> **Task to complete**
Give the listing again exactly as written.

> **Material for the task**
PR #1632, opened 2024-03-11
feat: show percentage of enrolled students who left review

Josh-Cena:
Fix https://github.com/coursetable/coursetable/issues/1620

### DIFF
--- a/frontend/src/components/CourseModal/EvaluationRatings.tsx
+++ b/frontend/src/components/CourseModal/EvaluationRatings.tsx
@@ -58,6 +58,7 @@ function EvaluationRatings({
           ratings={filteredRatings[question]}
           reverse={question === 'workload' || question === 'challenge'}
           labels={evalQuestions[question].labels}
+          enrolled={info.enrolled ?? 0}
         />
       </div>
     ));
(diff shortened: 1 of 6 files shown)


bearsyankees:
Looks good but i think we should make it even more prominent, and maybe somehow show it also on the catalog page (maybe as a tooltip hover on the overall/work/prof)?

Josh-Cena:
@bearsyankees The catalog view shows average across seasons, not this particular offering.

bearsyankees:
> @bearsyankees The catalog view shows average across seasons, not this particular offering.

yea, could do for all time but i agree not ideal, i just think its a good stat to display more prominently, ill think on where best to put it. unless you think as is is ideal

Josh-Cena:
FWIW, I don't find this metric extremely useful, because lower percentage doesn't mean less credible scores; it's the _number_ that matters more. For the overview, we would need much more sophisticated statistics.

Josh-Cena:
@bearsyankees Good to merge?

bearsyankees:
Yeah LGTM, can always adjust later

bearsyankees (approved):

> **Task answer**
PR #1632, opened 2024-03-11
feat: show percentage of enrolled students who left review

Josh-Cena:
Fix https://github.com/coursetable/coursetable/issues/1620

### DIFF
--- a/frontend/src/components/CourseModal/EvaluationRatings.tsx
+++ b/frontend/src/components/CourseModal/EvaluationRatings.tsx
@@ -58,6 +58,7 @@ function EvaluationRatings({
           ratings={filteredRatings[question]}
           reverse={question === 'workload' || question === 'challenge'}
           labels={evalQuestions[question].labels}
+          enrolled={info.enrolled ?? 0}
         />
       </div>
     ));
(diff shortened: 1 of 6 files shown)


bearsyankees:
Looks good but i think we should make it even more prominent, and maybe somehow show it also on the catalog page (maybe as a tooltip hover on the overall/work/prof)?

Josh-Cena:
@bearsyankees The catalog view shows average across seasons, not this particular offering.

bearsyankees:
> @bearsyankees The catalog view shows average across seasons, not this particular offering.

yea, could do for all time but i agree not ideal, i just think its a good stat to display more prominently, ill think on where best to put it. unless you think as is is ideal

Josh-Cena:
FWIW, I don't find this metric extremely useful, because lower percentage doesn't mean less credible scores; it's the _number_ that matters more. For the overview, we would need much more sophisticated statistics.

Josh-Cena:
@bearsyankees Good to merge?

bearsyankees:
Yeah LGTM, can always adjust later

bearsyankees (approved):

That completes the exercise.